Medical Personnel Conflicted about Mobile Health Apps and Services

A recent consumer survey conducted by the Economist Intelligence Unit found consumers more convinced of the value of mobile health technologies than health providers.

Roughly half of consumers predict that within the next three years, mobile health will improve the convenience (46 percent), cost (52 percent) and quality (48 percent) of their healthcare.

But 60 percent of consumers said they believe doctors are not as interested in mobile health as patients and technology companies are, PwC reports.

About 64 percent of doctors and payers said that mobile health business models are unproven. And some would say that apparent consumer interest does not translate well into actual sustained usage.
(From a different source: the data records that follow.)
Issue #27, opened 2023-01-24
Follow-up tasks from #25


sharnoff:
Items from review:

- [x] ~~Sentry integration - both in general and for `spawnBackgroundWorker` ([link](https://github.com/neondatabase/autoscaling/pull/25#discussion_r1084733617))~~
  - No longer necessary; alerting on metrics is sufficient.
- [x] Replace unusual HTTP constants (e.g. 409 in `pkg/informant`) with their constants in `net/http` ([link](https://github.com/neondatabase/autoscaling/pull/25#discussion_r1084734000))
  - Will be mostly handled once the informant is removed/deprecated
- [x] `pkg/agent` should be split into multiple packages ([link](https://github.com/neondatabase/autoscaling/pull/25#discussion_r1084735705))
  - Implemented by https://github.com/neondatabase/autoscaling/pull/289, https://github.com/neondatabase/autoscaling/pull/309
- [x] agent<->informant protocol checks should be implemented in `pkg/api` ([link](https://github.com/neondatabase/autoscaling/pull/25#discussion_r1084735906))
  - implemented by #30
- [x] Add tests to `pkg/agent` (particularly around `Runner`) ([link](https://github.com/neondatabase/autoscaling/pull/25#discussion_r1084737232))
  - Replaced by #199
- [x] #45
- [x] `(*Runner).updateVMResources` loop body should be extracted into separate function ([link](https://github.com/neondatabase/autoscaling/pull/25#discussion_r1084738213))
  - Obviated by https://github.com/neondatabase/autoscaling/pull/113
- [x] `(*Runner).doMetricsRequestIfEnabled` code between Lock() and Unlock() should be a separate method ([link](https://github.com/neondatabase/autoscaling/pull/25#discussion_r1084738683))
  - Replaced by #472

Item from the PR, before reviewing:

- [x] https://github.com/neondatabase/autoscaling/pull/51 ([comment](https://github.com/neondatabase/autoscaling/blob/bc1f146d9291e8c1ccf97855af445f554cbba63e/pkg/agent/runner.go#L605-L607), [comment](https://github.com/neondatabase/autoscaling/blob/bc1f146d9291e8c1ccf97855af445f554cbba63e/pkg/agent/runner.go#L1681))
[...]

Issue #23, opened 2023-01-20
agent vs NeonVM state is inconsistent when NeonVM fails


sharnoff:
During the all-hands demo 2023-01-20, the state of the VM as reported by NeonVM didn't match what the autoscaler-agent (and scheduler) thought it was. To be specific:

* Under high load, the autoscaler-agent decided to scale the VM up from 16 CPU + 64 GB to its maximum of 19 CPU + 76 GB, which was approved by the scheduler.
* Sometime after that, I looked at the state from NeonVM, and it didn't match — NeonVM reported 18 CPU + 66 GB, with the autoscaler-agent remaining constant.
* The autoscaler-agent's runner for the VM did not emit any logs relating to the request to NeonVM (so: presumably it did not error, unless the request handling silently ignored a failure).

Didn't have a chance to check from inside the VM (so: I don't know which is correct). Haven't checked whether this is easy to replicate.

---

Extra details:
* VM name: `compute-node-ep-throbbing-wave`
* Time of attempted scaling 16 -> 19 CU: `2023-01-20 17:09:32`

A helpful command to filter downloaded logs for the autoscaler-agent's runner for the VM:

```sh
grep '^{' log.txt \
    | jq -r '.log' \
    | grep -E '^(I|W|E|F).*Runner default:compute-node-ep-throbbing-wave-612027-7zz9t' \
    | sort > log
```

sharnoff:
Looks like NeonVM got stuck trying & failing to reconcile the state. Found some errors, all along the lines of `"a used vhost backend has no free memory slots left"`. Here's the logs from the attempted increase from 16 CPU + 64 GB to 19 CPU + 76 GB:

<details><summary>Expand for: <code>neonvm-controller</code> logs from <code>17:09:32</code> to <code>17:10:30</code></summary>
<pre>
1.6742345720475886e+09	DEBUG	controller-runtime.webhook.webhooks	received request	{"webhook": "/mutate-vm-neon-tech-v1-virtualmachine", "UID": "c97a6ec3-4cd8-442b-9ac4-a4a533b44561", "kind": "vm.neon.tech/v1, Kind=VirtualMachine", "resource": {"group":"vm.neon.tech","version":"v1","resource":"virtualmachines"}}
1.6742345720478792e+09	INFO	virtualmachine-resource	default	{"name": "compute-node-ep-throbbing-wave-612027"}
[...]

Issue #12, opened 2023-01-11
Clean shutdown on exit


sharnoff:
See https://github.com/neondatabase/autoscaling/pull/8#discussion_r1065988708.

There's a few pieces to this (beyond what's in #8). Probably best to split them into separate PRs.

- [ ] Cleanup on VM informant exit
  - note: Currently (2023-01-10), NeonVM doesn't support clean shutdown, so this is not _immediately_ applicable
- [ ] Cleanup on autoscaler-agent exit (e.g., using pod lifecycle hooks + cancelling top-level context)
- [ ] Cleanup on scheduler exit
  - Some investigation is required here. The scheduler _framework_ knows when it's being replaced, even without any pod lifecycle hooks. However, the pod stays alive until the eviction timeout is reached.

sharnoff:
This was marked as done on 2023-07-12, but not actually closed.

PR #30, opened 2023-01-30
Add "memory high" upscaling via cgroups

sharnoff:
High-level features added:

* agent: `/try-upscale` endpoint, taking [`api.MoreResources`](https://github.com/neondatabase/autoscaling/blob/246367af592737e526ba43fe5b85191cc62b10a0/pkg/api/types.go#L267-L272) — VM informant can request upscaling. Refer to the changes to ARCHITECTURE.md for a brief overview.
* informant: off-by-default cgroup memory.high event tracking — triggers `/try-upscale`.

Prior issues fixed:

* VM informant will deny downscaling if it's too close to triggering a memory.high event (fixes the "downscaling below current usage" issue).

Remaining tasks:

- [x] Add a little "allocate a bunch of memory" test program for the test VM
- [x] Actually test that it works (and fix the bugs) — with and without cgroup handling enabled.

Follow-up tasks:

- [ ] Integrate the cgroups stuff into `compute_ctl`


pkg/util/arith.go
```diff
@@ -33,3 +33,31 @@ func Min[T constraints.Ordered](x, y T) T {
...
+	Swap(new I) (old I) //nolint:predeclared // same var names as methods
+}
+
+// AtomicMax atomically sets a to the maximum of *a and i, returning the old value at a.
+//
+// Eventually, one would *hope* that go could add atomic maximum (and minimum), so we don't need
+// this function (there are some ISAs that support such instructions). In the meantime though, this
+// tends to be pretty useful - event though it's not wait-free.
+func AtomicMax[A AtomicInt[I], I constraints.Integer](a A, i I) I {
+	for {
```
tychoish, line 54: I _think_ that this is how `atomic.Value.CompareAndSwap()` is implemented, that not withstanding, I have this feeling that if you get into this situation you probably want a different sort of operation (e.g. just a mutex protecting an int, then you can let the runtime be smart (potentially) about letting the goroutine calling this function sleep until it can be woken up logically.)

vm_image/init
```diff
@@ -5,6 +5,10 @@
 
 set -x
 
+# Setup the 'neon-test' cgroup:
+whoami
+mkdir /sys/fs/cgroup/neon-test
```
tychoish, line 10: does this leak into a production environment? does the whoami need to stay?

pkg/informant/endpoints.go
```diff
@@ -46,13 +113,64 @@ func (s *State) RegisterAgent(info *api.AgentDesc) (*api.InformantDesc, int, err
...
+		}
+
+		// Downscale:
+		//
+		// TODO: see similar note above. We shouldn't call methods on s.cgroup.mgr from here.
+		if err := s.cgroup.mgr.SetHighMem(newMemHigh); err != nil {
+			return false, "", fmt.Errorf("Error setting cgroup memory.high: %w", err)
+		}
+
+		status := fmt.Sprintf("Set cgroup memory.high down to %v MiB", float64(newMemHigh)/mib)
```
tychoish, line 157: %f for floats?

pkg/informant/endpoints.go
```diff
@@ -3,22 +3,89 @@ package informant
...
+			//  1. Respond "ok" to a downscale request
+			//  2. Restart
+			//  3. Read system memory
+			//  4. Get downscaled (as approved earlier)
+			// A potential way to fix this would be writing to a file to record approved downscale
+			// operations.
+			if err := s.cgroup.setMemoryHigh(); err != nil {
+				return fmt.Errorf("Error setting initial cgroup memory.high: %w", err)
+			}
+			go s.cgroup.handleCgroupSignalsLoop(config)
```
tychoish, line 86: one of my "rules" is "if you start a go routine without passing it a context, you should be really sure this is right, and then probably not do it," there are exceptions, but I've always regretted making them, for anything non-trivial.

pkg/informant/cgroupmanager.go
```diff
@@ -0,0 +1,222 @@
...
+	memEvents, eventErrCh := manager.EventChan()
+	sendEvent, recvEvent := util.NewCondChannelPair()
+
+	highEventCount := &atomic.Uint64{}
+	errCh := make(chan error, 1)
+
+	// Long-running handler task for memory events
+	go func() {
+		for {
+			select {
```
tychoish, line 61: how does this daemon thread handle shutdown

pkg/informant/cgroup.go
```diff
@@ -0,0 +1,228 @@
...
+// handleMemoryHighEvent performs the "freeze cgroup, request upscale, thaw cgroup" operation, in
+// response to a "memory high" event for the cgroup
+//
+// This method waits on s.agents.UpscaleEvents(), so incorrect behavior will occur if it's called at
+// the same time as anything else that waits on the upscale events. For that reason, both this
+// function and s.setMemoryHigh() are dispatched from within s.handleCgroupSignalsLoop().
+//
+// This method MUST be called while holding s.updateLock.
+func (s *CgroupState) handleMemoryHighEvent(config CgroupConfig) error {
+	klog.Infof("Received memory high event. Freezing cgroup")
```
tychoish, line 160: is it meaingful to tell us anything about that event?

pkg/informant/cgroup.go
```diff
@@ -0,0 +1,228 @@
...
+
+	// Immediately freeze the cgroup before doing anything else.
+	if err := s.mgr.Freeze(); err != nil {
+		return fmt.Errorf("Error freezing cgroup: %w", err)
+	}
+
+	startTime := time.Now()
+
+	// Start a timer for the maximum time we'll leave the cgroup frozen for:
+	maxWaitBeforeThaw := time.Millisecond * time.Duration(config.MaxUpscaleWaitMillis)
```
tychoish, line 170: I always prefer "num * <unit>" also because duration is just an int64 if your config variable is in int64 you *might* not need to convert. 

also I'd probably use `MS` over `Millis`

pkg/informant/cgroup.go
```diff
@@ -0,0 +1,228 @@
...
+			select {
+			case <-s.upscaleEventsRecvr.Recv():
+				klog.Warningf("Received memory high event, but also upscale event. Handling upscale and ignoring memory high")
+				func() {
+					s.updateLock.Lock()
+					defer s.updateLock.Unlock()
+
+					if err := s.setMemoryHigh(); err != nil {
+						panic(fmt.Errorf("Error handling upscale signal: %w", err))
+					}
```
tychoish, line 134: maybe make these methods? 

all of the panics worry me? I think if you expect that all of these errors are unrecoverable by their nature, I'd just panic in the functions that produce them rather than go through the effort of returning errors that are just going to convert them to panics? 

(unless these errors represent invariant violations, panic'ing this much seems to be indicative of some sort of other design flaw)

pkg/informant/agent.go
```diff
@@ -702,3 +764,45 @@ func (a *Agent) Resume(timeout time.Duration) error {
...
+// SpawnRequestUpscale requests that the Agent increase the resource allocation to this VM
+func (a *Agent) SpawnRequestUpscale(timeout time.Duration, handleError func(error)) {
+	// Quick unregistered check
+	select {
+	case <-a.unregistered.Recv():
+		klog.Warningf(
+			"RequestUpscale called for Agent %s/%s that is already unregistered (probably *not* a race?)",
+			a.serverAddr, a.id,
+		)
+		handleError(context.Canceled)
```
tychoish, line 777: this seems like a weird sentinel error to pass around, but sure.

pkg/informant/agent.go
```diff
@@ -321,6 +344,45 @@ func (s *AgentSet) RegisterNewAgent(info *api.AgentDesc) (uint32, int, error) {
...
+	defer s.lock.Unlock()
+
+	s.wantsMemoryUpscale = true
+
+	// explicitly copy s.current so that our error handling points to the right Agent
+	if agent := s.current; agent != nil {
+		agent.SpawnRequestUpscale(AgentUpscaleTimeout, func(err error) {
+			if errors.Is(err, context.Canceled) {
+				return
+			}
```
tychoish, line 366: what about deadline exceeded?

pkg/api/types.go
```diff
@@ -262,15 +270,52 @@ type UnregisterAgent struct {
...
+// MoreResources holds the data associated with a MoreResourcesRequest
 type MoreResources struct {
 	// Cpu is true if the VM informant is requesting more CPU
 	Cpu bool `json:"cpu"`
 	// Memory is true if the VM informant is requesting more memory
 	Memory bool `json:"memory"`
 }
 
+// Not returns the field-wise logical "not" of m
+func (m MoreResources) Not() MoreResources {
```
tychoish, line 291: none of these methods are actually called, I think?

pkg/informant/cgroupmanager.go
```diff
@@ -0,0 +1,222 @@
...
+}
+
+func NewCgroupManager(groupName string) (*CgroupManager, error) {
+	mode := cgroups.Mode()
+	if mode != cgroups.Unified && mode != cgroups.Legacy {
+		var modeString string
+		switch mode {
+		case cgroups.Unavailable:
+			modeString = "Unavailable"
+		case cgroups.Legacy:
```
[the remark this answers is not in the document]
sharnoff: Ah yep, good catch. The condition above should be `... && mode != cgroups.Hybrid`, not `cgroups.Legacy`.

pkg/informant/cgroupmanager.go
sharnoff: Refer to the comment 10 lines up:

https://github.com/neondatabase/autoscaling/blob/23e7b4c5ff02496946521d7540695e8d09b562c1/pkg/informant/cgroupmanager.go#L49-L51

And

#12:

> - [ ] Cleanup on VM informant exit
>     - note: Currently (2023-01-10), NeonVM doesn't support clean shutdown, so this is not immediately applicable

tl;dr: Currently nothing else _can_ shut down, so there isn't anything it _can_ do.

pkg/informant/cgroupmanager.go
```diff
@@ -0,0 +1,222 @@
...
+
+	// Long-running handler task for memory events
+	go func() {
+		for {
+			select {
+			case event := <-memEvents:
+				highCount := event.High
+				oldHighCount := util.AtomicMax(highEventCount, highCount)
+				if highCount > oldHighCount {
+					sendEvent.Send()
```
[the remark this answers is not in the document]
sharnoff: `util.AtomicMax` isn't wait-free, but there's only two threads that can access `highEventCount` at that point.

`(*util.CondChannelSender).Send()` is wait-free.

pkg/informant/cgroupmanager.go
```diff
@@ -0,0 +1,222 @@
...
+				}
+			case err, ok := <-eventErrCh:
+				if err == nil && !ok {
+					errCh <- errors.New("Memory event channel closed without error")
+				} else {
+					errCh <- fmt.Errorf("Error while waiting for memory events: %w", err)
+				}
+				return
```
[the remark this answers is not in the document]
sharnoff: There aren't any other threads. `CgroupManager` stores it as a `<-chan error`.

pkg/informant/cgroupmanager.go
```diff
@@ -0,0 +1,222 @@
...
+	}, nil
+}
+
+// TODO: no way to do this with github.com/containerd/cgroups ? Seems like that should be
+// exposed to the user... We *can* just parse it directly, but it's a bit annoying.
+func parseMemoryEvents(groupName string) (*cgroup2.Event, error) {
+	path := cgroupPath(groupName, "memory.events")
+	content, err := os.ReadFile(path)
+	if err != nil {
+		return nil, fmt.Errorf("Error reading file at %q: %w", path, err)
```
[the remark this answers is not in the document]
sharnoff: Can you elaborate?

pkg/informant/cgroupmanager.go
```diff
@@ -0,0 +1,222 @@
...
+	}
+
+	event := cgroup2.Event{}
+	valueMap := map[string]struct {
+		v   *uint64
```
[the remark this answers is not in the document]
sharnoff: Not sure what you're saying

pkg/informant/endpoints.go
sharnoff: %v because it doesn't include decimals if it doesn't need to, which is _almost_ guaranteed to be the case.

For floats, %v is equivalent to %g - might make sense to use that instead tbh.

pkg/util/arith.go
```diff
@@ -33,3 +33,31 @@ func Min[T constraints.Ordered](x, y T) T {
 		return y
 	}
 }
+
+// AtomicInt represents the shared interface provided by various atomic.<NAME> integers
+//
+// This interface type is primarily used by AtomicMax.
+type AtomicInt[I any] interface {
```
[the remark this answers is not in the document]
sharnoff: What do you mean?

pkg/util/arith.go
sharnoff: > I think that this is how atomic.Value.CompareAndSwap() is implemented

_Kind of_, but not quite imo. It's [mostly pretty readable](https://cs.opensource.google/go/go/+/refs/tags/go1.19.5:src/sync/atomic/value.go;l=135), though!

vm_image/init
sharnoff: good catch - the `whoami` is just for debugging. I'll make a note to remove it once I'm done testing stuff.

cmd/vm-informant/main.go
```diff
@@ -15,8 +16,32 @@ func main() {
 	klog.Infof("buildInfo.GitInfo:   %s", buildInfo.GitInfo)
 	klog.Infof("buildInfo.GoVersion: %s", buildInfo.GoVersion)
 
+	nullString := "\x00"
+	var cgroupName string
+	flag.StringVar(&cgroupName, "cgroup", nullString, "Sets the cgroup to monitor (optional)")
```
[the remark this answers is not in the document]
tychoish: but _should_ it be a cgroup? would we want people to do this? seems like we can be slightly more restrictive than the kernel, to reduce confusion in general.

pkg/agent/runner.go
```diff
@@ -1476,6 +1500,28 @@ func (s *atomicUpdateState) computeUnitsBounds() (uint16, uint16) {
...
+// This method does not respect any bounds on Compute Units placed by the VM's maximum or minimum
+// resource allocation.
+func (s *atomicUpdateState) requiredCUForRequestedUpscaling() uint16 {
+	var required uint16
+
+	// note: floor(x / M) + 1 gives the minimum integer value greater than x / M.
+
+	if s.requestedUpscale.Cpu {
+		required = util.Max(required, s.vm.Cpu.Use/s.computeUnit.VCPU+1)
+	}
```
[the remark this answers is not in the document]
tychoish: maybe? I definitely had to read it more than times, and cross reference to the definition of `util.Max` which spins over an atomic. I'd feel a bit better about this if the util functions had unittests. 

I think I had to read it more than once because doing a max of two numbers when one is obviously a zero makes me think something fishy is up, or looks like it's unintentional.

pkg/informant/agent.go
```diff
@@ -321,6 +344,45 @@ func (s *AgentSet) RegisterNewAgent(info *api.AgentDesc) (uint32, int, error) {
...
+	// FIXME: we should assign a timeout to these upscale requests, so that we don't continue trying
+	// to upscale after the demand has gone away.
+
+	s.lock.Lock()
+	defer s.lock.Unlock()
+
+	s.wantsMemoryUpscale = true
+
+	// explicitly copy s.current so that our error handling points to the right Agent
+	if agent := s.current; agent != nil {
```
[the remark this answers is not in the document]
tychoish: I've seen a convention in struct delcaration that says "if you're not going to mutex every field in the struct, put the mutex and the covered fields near the end in a group so it's clear what they protect." which I certainly haven't always done myself, but it definitely makes that more clear. 

One of the problems is that you only get immutability in go structs by copying the data (which all this being pointers doesn't do) or by pinky swearing that no code is going to modify a value.  

While I'm convinced that this is correct, this code *looks* like a bug, or is "valid form using the idiom of a common bug", so even though it's correct, the look and comment sort of makes it seem more suspect?

pkg/informant/cgroupmanager.go
```diff
@@ -0,0 +1,222 @@
...
+
+	cgroups "github.com/containerd/cgroups/v3"
+	"github.com/containerd/cgroups/v3/cgroup2"
+
+	"github.com/neondatabase/autoscaling/pkg/util"
+)
+
+type CgroupManager struct {
+	MemoryHighEvent util.CondChannelReceiver
+	ErrCh           <-chan error
```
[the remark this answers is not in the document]
tychoish: when I've used error channels in the past, I tend to make them buffered to the same extent as the number of threads/possible senders, or put the consume of the thread *really* close to the definition.

pkg/informant/cgroupmanager.go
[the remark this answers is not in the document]
tychoish: oh, just if you're writing code, you have an object of type `error` you know that it represents a conceptual error, the output is almost always `ERROR: <message>` so putting the word "error" in the text of the error, is a lot.

pkg/informant/cgroupmanager.go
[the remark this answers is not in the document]
tychoish: got it... 

I think this is, then, safely in the "this reads a bit suspect if you don't have the full context for how this works and a good mental model for the go routines in the system" category.

pkg/informant/cgroupmanager.go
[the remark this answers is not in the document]
tychoish: Let me attempt a different way: 

- why isn't the structure of the value type of this map named?
- why do you have a boolean field in the value of a map, for which accessing values already has an "ok" boolean value to let you now if its set?
- what is the meaning of:
  - `valueMap["foo"] = struct{v: nil, set: true}`

pkg/util/arith.go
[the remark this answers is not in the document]
tychoish: I believe that this is valid: `name := AtomicInt[string]`, because `I` can be any type, not just an integer, which is confusing.

pkg/informant/agent.go
tychoish: just declare a sentinel error in this named of `ErrRequestConflictTimeout` or something similar.

pkg/agent/runner.go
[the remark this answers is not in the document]
sharnoff: > `util.Max` which spins over an atomic

I think you're confusing it with `util.AtomicMax`? The definition of `util.Max` is:

https://github.com/neondatabase/autoscaling/blob/bfbf9873c8ea8400536b1b54999c0b421ac48687/pkg/util/arith.go#L19-L26

> doing a max of two numbers when one is obviously a zero makes me think something fishy is up

Fair enough. I think it's personal taste — for me, reading it without a maximum on the first means I have to double-check that the high-level logic on the first & second are still fundamentally the same, even though they're phrased differently.

sharnoff:
Pushed some updates. To get it working, opened https://github.com/neondatabase/neonvm/pull/33 — blocked on that before merging.

sharnoff:
Spent a while dealing with issues from an over-eager OOM killer after memory hotplug failure, but it seems like fixing some related VM informant bugs stopped that from happening - even though they couldn't possibly be the *cause*.

pkg/api/types.go
sharnoff: Removed `Or`.

pkg/informant/cgroup.go
sharnoff: Opened #35.

pkg/util/arith.go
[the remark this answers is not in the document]
sharnoff: `AtomicInt` is an interface, so you can't do that directly. You could 100% declare a type like that, but probably will run into trouble constructing it (because realistically nothing will have the appropriate methods returning `string`s)

vm_image/init
sharnoff: Done

pkg/informant/endpoints.go
sharnoff: Changed to %g.

pkg/informant/cgroupmanager.go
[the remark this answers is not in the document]
sharnoff: One of the recent commits expanded on a comment here, to provide some more context.

pkg/util/arith.go
```diff
@@ -33,3 +33,31 @@ func Min[T constraints.Ordered](x, y T) T {
...
+	Add(delta I) (new I)                      //nolint:predeclared // same var names as methods
+	CompareAndSwap(old, new I) (swapped bool) //nolint:predeclared // same var names as methods
+	Load() I
+	Store(val I)
+	Swap(new I) (old I) //nolint:predeclared // same var names as methods
+}
+
+// AtomicMax atomically sets a to the maximum of *a and i, returning the old value at a.
+//
+// Eventually, one would *hope* that go could add atomic maximum (and minimum), so we don't need
```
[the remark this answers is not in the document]
sharnoff: Fixed

sharnoff:
Ok, think this is good to merge. I'll give it a once-over before merging tomorrow, with a follow-up PR to https://github.com/neondatabase/neon to add cgroup handling there as well.

This feature has some unfortunate interactions with other open issues, particularly:

1. Our current metrics and scaling algorithm mean that it's hard to scale back down after increasing due to `/try-upscale` requests (if it can't go all the way back down to the level indicated by load average, it won't go down at all)
2. Some of the raciness around NeonVM means we have to "trust" what the autoscaler-agent says when it calls the `/upscale` endpoint (see: https://github.com/neondatabase/autoscaling/issues/23#issuecomment-1398805853, point (2))

I believe both of these require protocol changes, alongside some of the other changes from #27.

The study found that more than 66 percent of consumer respondents who have used mobile wellness or fitness applications with manual data entry discontinued it after the first six months.

Some 13 percent of physicians actually discourage use of mobile health apps. Also, some 42 percent of doctors worry that mobile health options will make patients “too independent.”

Also, it appears that mobile heatth might actually reduce patient visits, which has negative revenue implications for health professionals.

Among consumers who already are using mHealth services, 59 percent said they have replaced some visits to doctors or nurses. Also, although more convenient access to their doctor or healthcare provider is seen as a mobile health advantage by 46 percent of respondents, some 43 percent believe it w2ill reduce out-of-pocket healthcare costs. That means less revenue for health professionals.